• _Exercise inputs_
Issue #32692, opened 2024-05-29
Document what's new in ASP.NET Core for .NET 9 Preview 5


danroth27:
### Description

Update the "What's new in ASP.NET Core 9.0" for .NET 9 Preview 5

### Page URL

https://learn.microsoft.com/en-us/aspnet/core/release-notes/aspnetcore-9.0?view=aspnetcore-8.0

### Content source URL

https://github.com/dotnet/AspNetCore.Docs/blob/main/aspnetcore/release-notes/aspnetcore-9.0.md

### Document ID

4e75ad25-2c3f-b28e-6a91-ac79a9c683b6

### Article author

@Rick-Anderson @tdykstra @guardrex

mkArtakMSFT:
@MackinnonBuck please add a comment documenting the ReconnectionUI work that you've done.

mkArtakMSFT:
@javiercn please add a comment with the Static Assets compression work that you've done.

mkArtakMSFT:
@halter73 please add a comment documenting the AuthenticationStateProvider work.

MackinnonBuck:
## New Blazor Server Reconnection Experience:

The following changes have been made to the default Blazor Server reconnection experience:
* Reconnect timing now uses an exponential backoff strategy. The first several reconnection attempts will happen in rapid succession before a delay gradually gets introduced between attempts. This behavior can be customized by specifying a function to compute the retry interval. For example:
  ```js
  Blazor.start({
    circuit: {
      reconnectionOptions: {
        retryIntervalMilliseconds: (previousAttempts, maxRetries) => previousAttempts >= maxRetries ? null : previousAttempts * 1000,
      },
    },
  });
  ```
* When the user navigates back to an app with a disconnected circuit, a reconnect attempt gets immediately made rather than waiting for the duration of the next reconnect interval. This especially improves the user experience when navigating to an app in a browser tab that has gone to sleep.
* If a reconnection attempt reaches the server, but reconnection fails because server had already released the circuit, a refresh occurs automatically. This prevents the user from having to manually refresh the page if it's likely going to result in a successful reconnection.
* The styling of the default reconnect UI has been modernized.

BethMassi:
# .NET MAUI Blazor Hybrid and Web Solution Template
[...]

Issue #31909, opened 2024-02-26
Blazor .NET 9 tracking issue


guardrex:
## ASP.NET Core 9: Web UI Milestones

https://github.com/orgs/dotnet/projects/320/views/3

## Derived from the 9.0 roadmap

🟢 = Ready&nbsp;&nbsp;&nbsp;&nbsp;&nbsp; ✔️ = Done&nbsp;&nbsp;&nbsp;&nbsp;&nbsp; 🛑 = Wait on PU to finish&nbsp;&nbsp;&nbsp;&nbsp;&nbsp; ❌ = No action required

Status | Live | Issue | PR | Item | PU Links/<br>Blog
:---: | :---: | :---: | :---: | --- | :---:
✔  | [Live](https://learn.microsoft.com/en-us/aspnet/core/blazor/javascript-interoperability/static-server-rendering?view=aspnetcore-9.0) | #34086 | #34101 | `enhancednavigationstart`/`enhancednavigationend` events | 
✔  | [Live 1](https://learn.microsoft.com/en-us/aspnet/core/blazor/file-uploads?view=aspnetcore-9.0#file-size-read-and-upload-limits)<br>[Live 2](https://learn.microsoft.com/en-us/aspnet/core/blazor/call-web-api?view=aspnetcore-9.0#client-side-request-streaming)<br>[Live 3](https://learn.microsoft.com/en-us/aspnet/core/blazor/file-uploads?view=aspnetcore-9.0#upload-files-to-a-server-with-client-side-rendering-csr) | #33692 | #33693 | WASM streaming upload | [PU PR](https://github.com/dotnet/runtime/pull/91295)
✔  | [Live](https://learn.microsoft.com/en-us/aspnet/core/blazor/fundamentals/signalr?view=aspnetcore-9.0#reflect-the-server-side-connection-state-in-the-ui) | #34102 | #34104 | Update reconnection UI guidance | 
✔ | [Live](https://learn.microsoft.com/en-us/aspnet/core/blazor/components/built-in-components?view=aspnetcore-9.0) | #34076 | #34077 | Check/confirm no new components for built-in components article | 
✔ | &mdash; | https://github.com/dotnet/blazor-samples/issues/373 | https://github.com/dotnet/blazor-samples/issues/374 | Update components and assets in sample apps |
✔ | &mdash; | #33869 | #33870<br>#33872 | Cross-link 9.0 sample code into articles | 
[...]

PR #32790, opened 2024-06-10
Blazor Server reconnection coverage

### LINKED ISSUE #32789: Blazor Server reconnection (9.0 Preview 5)
### Description

Per https://github.com/dotnet/AspNetCore.Docs/issues/32692#issuecomment-2155184689.

### Page URL

https://learn.microsoft.com/en-us/aspnet/core/blazor/fundamentals/signalr?view=aspnetcore-8.0

### Content source URL

https://github.com/dotnet/AspNetCore.Docs/blob/main/aspnetcore/blazor/fundamentals/signalr.md

### Document ID

d17e4c28-ea82-0dd8-295d-19f6ada147ea

### Article author

@guardrex

guardrex:
Fixes #32789
Addresses #32692
Addresses #31909

Mackinnon, ~I'm blocked at the moment on working on the *What's New* side of this until another PR merges, but I'll have the *What's New* part for this updated (some coverage was placed that I'll be touching up) by EOD on a separate PR.~ 

**UPDATE: Not blocked any longer on What's New. I'll take care of it after the four reference article PRs are merged.**

WRT this coverage: It seems like we'd call the default logic "a computed backoff strategy" instead of "an exponential backoff strategy." However, your custom example is exponential, so I retain that language for the example.

I was curious about the default logic, and I think devs will be curious, too. The link goes here ...

https://github.com/search?q=repo%3Adotnet%2Faspnetcore%20computeDefaultRetryInterval&type=code

... and that's probably a decent approach for avoiding a hard link with a specific set of line numbers. It will work well as long as the FN name `computeDefaultRetryInterval` is stable. I like the way that it finds the exact line in the file for them when they click on the search result, and I like the way that it would find this FN if it moved to a different file in the future. However, we can pull that link and those remarks if you don't want to risk it breaking at some point.

As usual, the INCLUDE that explains what the link loads follows the link, and the content of that INCLUDE can be seen here ...

https://github.com/dotnet/AspNetCore.Docs/blob/main/aspnetcore/includes/aspnetcore-repo-ref-source-links.md

---

#### Internal previews

| 📄 File | 🔗 Preview link |
|:--|:--|
| [aspnetcore/blazor/fundamentals/signalr.md](https://github.com/dotnet/AspNetCore.Docs/blob/491ec9b718c2073baca0de381245f67282cf2635/aspnetcore/blazor/fundamentals/signalr.md) | [ASP.NET Core Blazor SignalR guidance](https://review.learn.microsoft.com/en-us/aspnet/core/blazor/fundamentals/signalr?branch=pr-en-us-32790) |

### DIFF
--- a/aspnetcore/blazor/fundamentals/signalr.md
+++ b/aspnetcore/blazor/fundamentals/signalr.md
@@ -1127,6 +1127,31 @@ Blazor Server:
 
 **In the preceding example, the `{BLAZOR SCRIPT}` placeholder is the Blazor script path and file name.** For the location of the script and the path to use, see <xref:blazor/project-structure#location-of-the-blazor-script>.
 
+:::moniker range=">= aspnetcore-9.0"
+
+When the user navigates back to an app with a disconnected circuit, reconnection is attempted immediately rather than waiting for the duration of the next reconnect interval. This improves the user experience when navigating to an app in a browser tab that has gone to sleep.
+
+When a reconnection attempt reaches the server but the server has already released the circuit, a page refresh occurs automatically. This prevents the user from having to manually refresh the page if it's likely going to result in a successful reconnection.
+
+Reconnect timing uses a computed backoff strategy. The first several reconnection attempts occur in rapid succession without a retry interval before computed delays are introduced between attempts. The default logic for computing the retry interval is an implementation detail subject to change without notice, but you can find the default logic that the Blazor framework uses [in the `computeDefaultRetryInterval` function (reference source)](https://github.com/search?q=repo%3Adotnet%2Faspnetcore%20computeDefaultRetryInterval&type=code).
+
+[!INCLUDE[](~/includes/aspnetcore-repo-ref-source-links.md)]
+
+Customize the retry interval behavior by specifying a function to compute the retry interval. In the following exponential backoff example, the number of previous reconnection attempts is multiplied by 1,000 ms to calculate the retry interval. When the count of previous attempts to reconnect (`previousAttempts`) is greater than the maximum retry limit (`maxRetries`), `null` is assigned to the retry interval (`retryIntervalMilliseconds`) to cease further reconnection attempts:
+
+```javascript
+Blazor.start({
+  circuit: {
+    reconnectionOptions: {
+      retryIntervalMilliseconds: (previousAttempts, maxRetries) => 
+        previousAttempts >= maxRetries ? null : previousAttempts * 1000
+    },
+  },
+});
+```
+
+:::moniker-end
+
 For more information on Blazor startup, see <xref:blazor/fundamentals/startup>.
 
 :::moniker range=">= aspnetcore-6.0"
--- a/aspnetcore/blazor/fundamentals/signalr.md
+++ b/aspnetcore/blazor/fundamentals/signalr.md
@@ -1133,7 +1133,7 @@ When the user navigates back to an app with a disconnected circuit, reconnection
 
 When a reconnection attempt reaches the server but the server has already released the circuit, a page refresh occurs automatically. This prevents the user from having to manually refresh the page if it's likely going to result in a successful reconnection.
 
-Reconnect timing uses a computed backoff strategy. The first several reconnection attempts occur in rapid succession without a retry interval before computed delays are introduced between attempts. The default logic for computing the retry interval is an implementation detail subject to change without notice, but you can find the default logic that the Blazor framework uses [in the `computeDefaultRetryInterval` function (reference source)](https://github.com/search?q=repo%3Adotnet%2Faspnetcore%20computeDefaultRetryInterval&type=code).
+The default reconnect timing uses a computed backoff strategy. The first several reconnection attempts occur in rapid succession before computed delays are introduced between attempts. The default logic for computing the retry interval is an implementation detail subject to change without notice, but you can find the default logic that the Blazor framework uses [in the `computeDefaultRetryInterval` function (reference source)](https://github.com/search?q=repo%3Adotnet%2Faspnetcore%20computeDefaultRetryInterval&type=code).
 
 [!INCLUDE[](~/includes/aspnetcore-repo-ref-source-links.md)]
 
--- a/aspnetcore/blazor/fundamentals/signalr.md
+++ b/aspnetcore/blazor/fundamentals/signalr.md
@@ -1129,9 +1129,7 @@ Blazor Server:
 
 :::moniker range=">= aspnetcore-9.0"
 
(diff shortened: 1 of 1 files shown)


aspnetcore/blazor/fundamentals/signalr.md
```diff
@@ -1127,6 +1127,31 @@ Blazor Server:
 
 **In the preceding example, the `{BLAZOR SCRIPT}` placeholder is the Blazor script path and file name.** For the location of the script and the path to use, see <xref:blazor/project-structure#location-of-the-blazor-script>.
 
+:::moniker range=">= aspnetcore-9.0"
+
+When the user navigates back to an app with a disconnected circuit, reconnection is attempted immediately rather than waiting for the duration of the next reconnect interval. This improves the user experience when navigating to an app in a browser tab that has gone to sleep.
+
+When a reconnection attempt reaches the server but the server has already released the circuit, a page refresh occurs automatically. This prevents the user from having to manually refresh the page if it's likely going to result in a successful reconnection.
```
MackinnonBuck, line 1134: Hm, while these are noteworthy improvements to mention in release notes, I'm not sure if these details are super relevant to this section. Do you think it's fine to leave them out?

aspnetcore/blazor/fundamentals/signalr.md
```diff
@@ -1127,6 +1127,31 @@ Blazor Server:
...
+
+Reconnect timing uses a computed backoff strategy. The first several reconnection attempts occur in rapid succession without a retry interval before computed delays are introduced between attempts. The default logic for computing the retry interval is an implementation detail subject to change without notice, but you can find the default logic that the Blazor framework uses [in the `computeDefaultRetryInterval` function (reference source)](https://github.com/search?q=repo%3Adotnet%2Faspnetcore%20computeDefaultRetryInterval&type=code).
```
MackinnonBuck, line 1136:
```suggestion
The default reconnect timing uses a computed backoff strategy. The first several reconnection attempts occur in rapid succession before computed delays are introduced between attempts. The default logic for computing the retry interval is an implementation detail subject to change without notice, but you can find the default logic that the Blazor framework uses [in the `computeDefaultRetryInterval` function (reference source)](https://github.com/search?q=repo%3Adotnet%2Faspnetcore%20computeDefaultRetryInterval&type=code).
```

aspnetcore/blazor/fundamentals/signalr.md
```diff
@@ -1127,6 +1127,31 @@ Blazor Server:
...
+
+```javascript
+Blazor.start({
+  circuit: {
+    reconnectionOptions: {
+      retryIntervalMilliseconds: (previousAttempts, maxRetries) => 
+        previousAttempts >= maxRetries ? null : previousAttempts * 1000
+    },
+  },
+});
```
MackinnonBuck, line 1150: Totally optional, but we could also mention another neat little trick if you want more precise control over each retry interval:

```js
Blazor.start({
  circuit: {
    reconnectionOptions: {
      retryIntervalMilliseconds: Array.prototype.at.bind([0, 1000, 2000, 5000, 10000, 15000, 30000]),
    },
  },
});
```

This just lets you just list out the retry intervals directly. After the last specified retry interval occurs, retries stop (because the function returns `undefined`).

MackinnonBuck:
> It will work well as long as the FN name `computeDefaultRetryInterval` is stable

Yeah, I think that's probably fine. In the worst case, we accidentally rename it in the future, but we then will likely get reports of a broken link and fix it.

aspnetcore/blazor/fundamentals/signalr.md
guardrex: I think the first one is more relevant to the section, but I see what you mean about the second one.

Do you want me to kill both 🔪 ... or just the second one?

aspnetcore/blazor/fundamentals/signalr.md
guardrex: Yes, I'll add that. That's nice.

aspnetcore/blazor/fundamentals/signalr.md
MackinnonBuck: I think we can keep the first one, but maybe without the "improves the user experience" bit because "improves" sounds relative to how it worked before, which to me seems more suitable for release notes. But we could still mention the reasoning for it working that way, which is that if the user is actively navigating back to the app, they likely expect things to resume working as quickly as possible (we know they're not sitting idly and twiddling their thumbs).

aspnetcore/blazor/fundamentals/signalr.md
```diff
@@ -1127,6 +1127,41 @@ Blazor Server:
 
 **In the preceding example, the `{BLAZOR SCRIPT}` placeholder is the Blazor script path and file name.** For the location of the script and the path to use, see <xref:blazor/project-structure#location-of-the-blazor-script>.
 
+:::moniker range=">= aspnetcore-9.0"
+
+When the user navigates back to an app with a disconnected circuit, reconnection is attempted immediately rather than waiting for the duration of the next reconnect interval to resume  the connection as quickly as possible for the user.
```
MackinnonBuck:
```suggestion
When the user navigates back to an app with a disconnected circuit, reconnection is attempted immediately rather than waiting for the duration of the next reconnect interval to resume the connection as quickly as possible for the user.
```

guardrex:
Try it now, but I'm not sure if that wording is exactly right ... I've been working here from 6am to 8pm non-stop 😩.

aspnetcore/blazor/fundamentals/signalr.md
```diff
@@ -1127,6 +1127,41 @@ Blazor Server:
...
+  circuit: {
+    reconnectionOptions: {
+      retryIntervalMilliseconds: (previousAttempts, maxRetries) => 
+        previousAttempts >= maxRetries ? null : previousAttempts * 1000
+    },
+  },
+});
+```
+
+Specify the exact milliseconds of each interval for precise retry interval control. After the last specified retry interval, retries stop because the function returns `undefined`:
```
MackinnonBuck, line 1151: Nit:
```suggestion
An alternative is to specify the exact sequence of retry intervals. After the last specified retry interval, retries stop because the `retryIntervalMilliseconds` function returns `undefined`:
```

MackinnonBuck (approved):

aspnetcore/blazor/fundamentals/signalr.md
MackinnonBuck: Looks like you already caught this one!

guardrex: I think that one I already fixed.

guardrex:
Ok ... all good.

# 🍻 

I'll get this merged as soon as it builds.

PR #32822, opened 2024-06-11
Update route-handlers.md

DickBaker:
inconsistency between code and doc postscript


guardrex (approved):
Thanks @DickBaker! 🚀 

Cross-ref: https://github.com/dotnet/AspNetCore.Docs/blob/main/aspnetcore/fundamentals/minimal-apis/samples/WebMinAPIs/Program.cs#L384

PR #32856, opened 2024-06-14
Import-Export interop: collocated JS with RCL

### LINKED ISSUE #32618: Make a clear description of file location for JSHost.ImportAsync
### Description

The documentation currently states

> The CallJavaScript1 module is imported asynchronously from the [collocated JS file](https://learn.microsoft.com/en-us/aspnet/core/blazor/javascript-interoperability/location-of-javascript?view=aspnetcore-8.0#load-a-script-from-an-external-javascript-file-js-collocated-with-a-component) with [JSHost.ImportAsync](https://learn.microsoft.com/en-us/dotnet/api/system.runtime.interopservices.javascript.jshost.importasync).

It's not entirely true based on other file collocation that works in RCL. `JSHost.ImportAsync` always loads files relative to `wwwroot/_framework` directory. Examples for paths for `JSHost.ImportAsync`:
- If a file to load is `wwwroot/MyModule.js`, then relative path can be `../MyModule.js`
- If a file to load is in RCL `MyLibrary` in `wwwroot/MyLibraryModule.js`, then relative path can be `../_content/MyLibrary/MyLibraryModule.js` (this is true for both cases when the import is done from RLC itself or from the Blazor app)
Note: absolute paths could be used as well, but then it could cause problems when the site is not hosted in the root of the domain.

Based on feedback from https://github.com/dotnet/aspnetcore/issues/55817

### Page URL

https://learn.microsoft.com/en-us/aspnet/core/blazor/javascript-interoperability/import-export-interop?view=aspnetcore-8.0

### Content source URL

https://github.com/dotnet/AspNetCore.Docs/blob/main/aspnetcore/blazor/javascript-interoperability/import-export-interop.md

### Document ID

8aab92a0-c05f-ef01-fb74-a0bf525aae69

### Article author

@guardrex

guardrex:
Fixes #32618

Marek ... The article that covers JS location ...

https://learn.microsoft.com/en-us/aspnet/core/blazor/javascript-interoperability/location-of-javascript?view=aspnetcore-8.0

... is meant to cover all of the location scenarios, and it looks like it's just this ***one thing*** that isn't supported: Import-Export interop with collocated JS in an RCL.

If that's a correct interpretation, then I think a section should be added to the Import-Export article that just calls out that the collocation feature isn't supported, leaving the JS location article to continue to serve its purpose for both JS interop APIs. I'm adding that section here, and I'm cross-linking it from the JS location article where it talks about collocated JS from an RCL. 

Also, it seemed like a little advice can be offered to devs trying to keep their JS organized by component because that's the whole purpose of collocated JS in the first place: They can name the JS file to match the component, and they can place component-specific JS files into a `Components` folder in `wwwroot` of the RCL. We can strike that bit if it seems obvious or inappropriate for some reason.

Note that your remark on how "JSHost.ImportAsync always loads files relative to `wwwroot/_framework` directory" is an implementation detail that we don't cover, so dropping it into the coverage is going to be a little confusing. The only place in the entire Blazor doc set that we talk about that is for loading boot resources.

Also note that that JS collocation coverage is actually provided by an INCLUDE file. It's not only in the JS location article. It also gets sucked into the class libraries article, so the new cross-link will appear there as well after this merges ...

https://learn.microsoft.com/en-us/aspnet/core/blazor/components/class-libraries?view=aspnetcore-8.0&tabs=visual-studio#create-an-rcl-with-javascript-files-collocated-with-components

---

#### Internal previews

| 📄 File | 🔗 Preview link |
|:--|:--|
| [aspnetcore/blazor/javascript-interoperability/import-export-interop.md](https://github.com/dotnet/AspNetCore.Docs/blob/5e3dd35037e00406b8c598eb115fdda00c59924b/aspnetcore/blazor/javascript-interoperability/import-export-interop.md) | [JavaScript `[JSImport]`/`[JSExport]` interop with ASP.NET Core Blazor](https://review.learn.microsoft.com/en-us/aspnet/core/blazor/javascript-interoperability/import-export-interop?branch=pr-en-us-32856) |

### DIFF
--- a/aspnetcore/blazor/includes/js-interop/js-collocation.md
+++ b/aspnetcore/blazor/includes/js-interop/js-collocation.md
@@ -144,7 +144,7 @@ export function showPrompt2(message) {
 }
 ```
 
-Use of scripts and modules for collocated JS in a Razor class library (RCL) is only supported for Blazor's JS interop mechanism based on the <xref:Microsoft.JSInterop.IJSRuntime> interface. If you're implementing [JavaScript `[JSImport]`/`[JSExport]` interop](xref:blazor/js-interop/import-export-interop), see <xref:blazor/js-interop/import-export-interop#collocated-js-in-a-razor-class-library-rcl-is-unsupported>.
+Use of scripts and modules for collocated JS in a Razor class library (RCL) is only supported for Blazor's JS interop mechanism based on the <xref:Microsoft.JSInterop.IJSRuntime> interface. If you're implementing [JavaScript `[JSImport]`/`[JSExport]` interop](xref:blazor/js-interop/import-export-interop), see <xref:blazor/js-interop/import-export-interop#razor-class-library-rcl-collocated-js-is-unsupported>.
 
 For scripts or modules provided by a Razor class library (RCL) using <xref:Microsoft.JSInterop.IJSRuntime>-based JS interop, the following path is used:
 
--- a/aspnetcore/blazor/includes/js-interop/js-collocation.md
+++ b/aspnetcore/blazor/includes/js-interop/js-collocation.md
@@ -144,7 +144,9 @@ export function showPrompt2(message) {
 }
 ```
 
-For scripts or modules provided by a Razor class library (RCL), the following path is used:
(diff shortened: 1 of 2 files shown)


maraf (approved):
Looks good to me. Thank you!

• _Exercise objective_
Would you retype the lines above from the one with "Thanks @DickBaker! 🚀" down to the one with "The documentation currently states", word for word, both ends included and no other lines?

• _Answer space_
Thanks @DickBaker! 🚀 

Cross-ref: https://github.com/dotnet/AspNetCore.Docs/blob/main/aspnetcore/fundamentals/minimal-apis/samples/WebMinAPIs/Program.cs#L384

PR #32856, opened 2024-06-14
Import-Export interop: collocated JS with RCL

### LINKED ISSUE #32618: Make a clear description of file location for JSHost.ImportAsync
### Description

The documentation currently states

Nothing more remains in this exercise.